PR #10687, opened 2026-09-10
Remove redundant authorization header from HYPR and iProov login pages

sadilchamishka:
## Purpose

Removes code in the authentication portal that serves no purpose:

○ ○ ○ ○ ○

== Work instructions ==
Return every line of the listing, word for word.

== Expected answer ==
PR #10687, opened 2026-09-10
Remove redundant authorization header from HYPR and iProov login pages

sadilchamishka:
## Purpose

Removes code in the authentication portal that serves no purpose:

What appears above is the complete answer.